- _About this task_:
How many lines below hold the string "defer"? Report that number alone.

- _Task data_:

PR #6603, opened 2019-05-30
Swap windows jobs to docker (as much as possible)

scotthain:

There are a few jobs that still fail.

### DIFF
--- a/.expeditor/verify.pipeline.yml
+++ b/.expeditor/verify.pipeline.yml
@@ -49,12 +49,12 @@ steps:
       - .\test\run_clippy.ps1 stable .\test\unexamined_lints.txt .\test\allowed_lints.txt .\test\lints_to_fix.txt .\test\denied_lints.txt
     agents:
       queue: 'default-windows-privileged'
-    plugins:
-      docker#v3.2.0:
-        image: "chefes/buildkite-windows"
-        shell: [ "powershell", "-Command" ]
-        always-pull: true
-        propagate-environment: true
+    # plugins:
+    #   docker#v3.2.0:
+    #     image: "chefes/buildkite-windows"
+    #     shell: [ "powershell", "-Command" ]
+    #     always-pull: true
+    #     propagate-environment: true
     timeout_in_minutes: 25
 
 #######################################################################
@@ -410,12 +410,13 @@ steps:
       - ./test/run_cargo_test.ps1 butterfly -Nightly -Features "lock_as_rwlock deadlock_detection" -TestOptions "--test-threads=1"
     agents:
       queue: 'default-windows-privileged'
-    plugins:
-      docker#v3.2.0:
-        image: "chefes/buildkite-windows"
-        shell: [ "powershell", "-Command" ]
-        always-pull: true
-        propagate-environment: true
+    # TODO: enable once we've figured out why this fails in docker
+    # plugins:
+    #   docker#v3.2.0:
+    #     image: "chefes/buildkite-windows"
+    #     shell: [ "powershell", "-Command" ]
+    #     always-pull: true
+    #     propagate-environment: true
     timeout_in_minutes: 20
     retry:
       automatic:
@@ -458,12 +459,13 @@ steps:
       - ./test/run_cargo_test.ps1 core
     agents:
       queue: 'default-windows-privileged'
-    plugins:
-      docker#v3.2.0:
-        image: "chefes/buildkite-windows"
-        shell: [ "powershell", "-Command" ]
-        always-pull: true
-        propagate-environment: true
+    # TODO: enable once we've figured out why this fails in docker
+    # plugins:
+    #   docker#v3.2.0:
+    #     image: "chefes/buildkite-windows"
+    #     shell: [ "powershell", "-Command" ]
+    #     always-pull: true
+    #     propagate-environment: true
     timeout_in_minutes: 20
     retry:
       automatic:
@@ -474,12 +476,13 @@ steps:
       - ./test/run_cargo_test.ps1 hab
     agents:
       queue: 'default-windows-privileged'
-    plugins:
-      docker#v3.2.0:
-        image: "chefes/buildkite-windows"
-        shell: [ "powershell", "-Command" ]
-        always-pull: true
-        propagate-environment: true
+    # TODO: enable once we've figured out why this fails in docker
+    # plugins:
+    #   docker#v3.2.0:
+    #     image: "chefes/buildkite-windows"
+    #     shell: [ "powershell", "-Command" ]
+    #     always-pull: true
+    #     propagate-environment: true
     timeout_in_minutes: 20
     retry:
       automatic:
@@ -635,12 +638,13 @@ steps:
       - ./test/run_cargo_test.ps1 sup-protocol
     agents:
       queue: 'default-windows-privileged'
-    plugins:
-      docker#v3.2.0:
-        image: "chefes/buildkite-windows"
-        shell: [ "powershell", "-Command" ]
-        always-pull: true
-        propagate-environment: true
+    # TODO: enable once we've figured out why this fails in docker
+    # plugins:
+    #   docker#v3.2.0:
+    #     image: "chefes/buildkite-windows"
+    #     shell: [ "powershell", "-Command" ]
+    #     always-pull: true
+    #     propagate-environment: true
     timeout_in_minutes: 20
     retry:
       automatic:
@@ -651,12 +655,13 @@ steps:
       - ./test/run_studio_test.ps1 "studio-from-source"
     agents:
       queue: 'default-windows-privileged'
-    plugins:
-      docker#v3.2.0:
-        image: "chefes/buildkite-windows"
-        shell: [ "powershell", "-Command" ]
-        always-pull: true
-        propagate-environment: true
+    # TODO: enable once we've figured out why this fails in docker
+    # plugins:
+    #   docker#v3.2.0:
+    #     image: "chefes/buildkite-windows"
+    #     shell: [ "powershell", "-Command" ]
+    #     always-pull: true
+    #     propagate-environment: true
     timeout_in_minutes: 5
     retry:
       automatic:
--- a/.expeditor/verify.pipeline.yml
+++ b/.expeditor/verify.pipeline.yml
@@ -49,13 +49,13 @@ steps:
       - .\test\run_clippy.ps1 stable .\test\unexamined_lints.txt .\test\allowed_lints.txt .\test\lints_to_fix.txt .\test\denied_lints.txt
     agents:
       queue: 'default-windows-privileged'
-    # plugins:
-    #   docker#v3.2.0:
-    #     image: "chefes/buildkite-windows"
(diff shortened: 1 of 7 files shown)


support/ci/shared.ps1
```diff
@@ -50,6 +50,11 @@ function Install-Habitat {
         Invoke-Expression ((New-Object System.Net.WebClient).DownloadString('https://chocolatey.org/install.ps1')) | out-null
     }
 
+    choco source Add -Name artifactory -Source http://artifactory-preprod.chef.co/api/nuget/chocolatey
+    choco source enable --name artifactory
+    choco source disable --name chocolatey
```
mwrock: we should wral these 3 lines in `if($env:BUILDKITE) {}`

mwrock:
I've gone and made a few changes to allow tests to succeed in a windows container environment. Here is a summary:

* Remove use of `canonicalize` in `fs` test code. Its a known issue that this method is not friendly to certain Windows file systems including docker mounts.
* Interactive `promote` test should not try to use `cat` as a UI editor. I do not know how this could have ever worked and fails for me locally outside of docker.
* Use `copy` and `remove_file` instead of `rename` when generating the protocols. Rename will not work over a mount.
* set the default rustup host to `x86_64-pc-windows-msvc`. It was `x86_64-pc-windows-gnu` which was breaking some butterfly test compilations that was trying to find `gcc.exe`.
* Make sure the studio tests have needed prereqs (habitat and nuget provider)

.expeditor/verify.pipeline.yml
```diff
@@ -460,12 +460,12 @@ steps:
     agents:
       queue: 'default-windows-privileged'
     # TODO: enable once we've figured out why this fails in docker
```
scotthain: Extra comment

scotthain:
This looks great @mwrock - I think you need to reapprove it and then I can merge it if you're ok with it. Thanks for picking up the ball on this!!

components/hab/src/command/bldr/job/promote.rs
```diff
@@ -240,12 +243,25 @@ mod test {
                                                    "Properly formated timestamp".to_string(),
                                                project_name: "Test Project".to_string(),
                                                target:       "x86_64-linux".to_string(), };
+
+        #[cfg(windows)]
+        let tmp_file_path = {
+            let mut t = env::temp_dir();
```
baumanj: Why not use the [`tempfile`](https://docs.rs/tempfile/3.0.8/tempfile/) crate here? It would avoid the need to manually remove it later (which could get missed if `get_ident_list` fails)

baumanj: After looking at `test_get_ident_list_interactive` for a bit, I think we should remove this test. It's not actually testing the interactive-specific code (and this isn't really the right level to do such testing anyhow), so it's entirely redundant with `test_get_ident_list`, but adds unnecessary complexity.

components/sup-protocol/build.rs
```diff
@@ -38,9 +38,10 @@ fn generate_protocols() {
           .expect("protocols");
     compile_proto_impls(&protocol_files(), &protocol_includes()).expect("protocol-impls");
     for file in generated_files() {
-        fs::rename(&file,
-                   format!("src/generated/{}",
-                           file.file_name().unwrap().to_string_lossy())).unwrap();
+        fs::copy(&file,
+                 format!("src/generated/{}",
+                         file.file_name().unwrap().to_string_lossy())).unwrap();
+        fs::remove_file(&file).unwrap();
```
baumanj: Why is this change necessary? It seems like we could end up failing to do the `remove_file` if the `copy` fails, and then I'm not sure what the outcome would be for the build script if we have stale files sitting around.

.expeditor/verify.pipeline.yml
```diff
@@ -48,7 +48,13 @@ steps:
     command:
       - .\test\run_clippy.ps1 stable .\test\unexamined_lints.txt .\test\allowed_lints.txt .\test\lints_to_fix.txt .\test\denied_lints.txt
     agents:
-      queue: 'single-use-windows-privileged'
+      queue: 'default-windows-privileged'
```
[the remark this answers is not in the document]
scotthain: All steps are single use, with a brand new isolated container, there is no reuse.

scotthain:
I'm going to defer to @mwrock to answer questions on the rust changes.

components/hab/src/command/bldr/job/promote.rs
mwrock: Cool. I'll remove it, but just to answer why I did not use TempFile: TempFile holds a handle to the file which gets removed on `drop` but I deenen the file handle to be closed bedore calling the file and `close` of TempFile will delete the file.

components/core/src/fs.rs
```diff
@@ -822,8 +821,8 @@ mod test_find_command {
     fn setup_path() {
```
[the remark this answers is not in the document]
mwrock: `locked_env_var` is defined in `common` so we would have to move it to core and adjust all callers which feels like it belongs in a separate PR.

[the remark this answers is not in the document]
baumanj: Yeah, it's overdue to be moved into `core` (probably common/core should be merged entirely), but I think it's worth doing now since these tests are prone to non-deterministic failures without it. A separate PR is good, but it could merge before this one so we can base the fix on it.

How about taking the dependency-injection approach? That's the preferable solution in my view and is appropriate to this PR scope.

components/sup-protocol/build.rs
mwrock: The `expect sounds good. Windows cannot rename a file across different drives. The error emitted by rename is `The system cannot move the file to a different disk drive.`

components/core/src/fs.rs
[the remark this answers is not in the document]
scotthain: Including that in here feels to me kinda like scope creep for this PR but I'll defer to you both on it!

components/hab/src/command/bldr/job/promote.rs
baumanj: Sounds good; I think removal is the best option. For my own understanding, could we have used `TempFile` (or probably `NamedTempFile::new_in` since it needed to be called `type.bat`) if we made the scope of `tmp_file_path` the entire function? Something like:
```rust
        #[cfg_attr(not(windows), allow(unused_variables))]
        let tmp_file_path: std::path::PathBuf;
        #[cfg(windows)]
        {
            // assign `tmp_file_path`
        }
```

components/sup-protocol/build.rs
baumanj: Oh! The rename doesn't work *across* mounts. I get it now. But what I don't understand is why this *is* a move across mounts. Why are the files generated in one mount and then moved to another? It looks like we can choose where we do the generation, so why not do it within the same mount?

components/core/src/fs.rs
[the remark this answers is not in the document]
baumanj: I agree that moving `locked_env_var` deserves its own PR if we go that way. If we use dependency injection instead, we can make those changes in this PR and leave moving `locked_env_var` for later, but either way I think we should not leave this in a subtly broken state which may crop up some unknown time in the future.

components/hab/src/command/bldr/job/promote.rs
mwrock: yeah that would have worked as long as we called `persist` to close it without deleting it but then we  would still needed to delete is when done.

components/sup-protocol/build.rs
mwrock: Thats a good point. It was generating them in `OUT_DIR`. I just changed it to generate directly to `src/generated` and it works fine and also removes several more lines of code which is always a win!

components/core/src/fs.rs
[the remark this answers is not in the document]
mwrock: In this case, I think even if multiple tests concurrently change this, its harmless. worse that will happen id the fixtures will get added to the path multiple times.

components/hab/src/command/bldr/job/promote.rs
baumanj: The original code is gone, so I can't confirm this, but wasn't `tmp_file_path` deleted before the end of that function? Unlike [`tempfile`](https://docs.rs/tempfile/3.0.8/tempfile/fn.tempfile.html), which
> will be automatically removed by the OS when the last handle to it is closed

[`NamedTempFile`](https://docs.rs/tempfile/3.0.8/tempfile/struct.NamedTempFile.html) stays around until it goes out of scope, so I think that would've fit the use case here. Just FYI for the future.

components/core/src/fs.rs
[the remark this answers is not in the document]
baumanj: I'm not so sure we can make that strong an assumption about the way `env::set_var` works. The documentation says "concurrent access to environment variables is safe in Rust", but that doesn't mean that it will do what you expect. I'm not sure we're guaranteed one thread accessing this in the midst of another thread setting it couldn't result in an empty result.

In any case, it's not a huge deal, but it's an error-prone pattern to rely on global state like this, so when we can switch to something more robust (such as injecting global dependencies as arguments) without a huge hassle, I think we'd be well served to do so.

components/sup-protocol/build.rs
```diff
@@ -77,13 +59,7 @@ fn protocol_includes() -> Vec<String> { vec!["protocols".to_string()] }
...
     where P: AsRef<Path>
 {
-    let target: PathBuf = env::var_os("OUT_DIR").ok_or_else(|| {
-                                                    Error::new(ErrorKind::Other,
-                                                               "OUT_DIR environment variable is \
-                                                                not set")
-                                                })?
-                                                .into();
-
+    let target = PathBuf::from("src/generated");
```
christophermaier: Why did this protobuf stuff need to get changed in this PR?

(Also, I swear that I've changed this in the past...)

mwrock: @christophermaier see discussion above with @baumanj . Basically it started with the fact that we can't use `rename` to move a file to a mounted directory on windows followed by the question, why don't we just generate the files in place instead of doing a `copy` and `remove_file`

christophermaier: Ah, the switch to Docker cause this... gotcha.

We've fixed this before in other crates, but apparently haven't over here 😦 Also, this entire code generation logic is _waaaaaaaaaaaaaaaaay_ more complex than it should be. I'm going to file an issue to fix it up once and for all.

christophermaier: Filed #6628

components/core/src/fs.rs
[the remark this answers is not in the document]
mwrock: Looking at this I still think it is out of scope. These tests while not ideal has been in place for 3 years without raising stability issues. I'd just not go into refactoring non-test code unrelated to the intent of this PR and get it merged.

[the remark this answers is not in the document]
baumanj: In test code, I'm equally or more worried about false positives, but you're right that we can probably let this one go. The value of getting this merged is quite high.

- _Finished task_:
2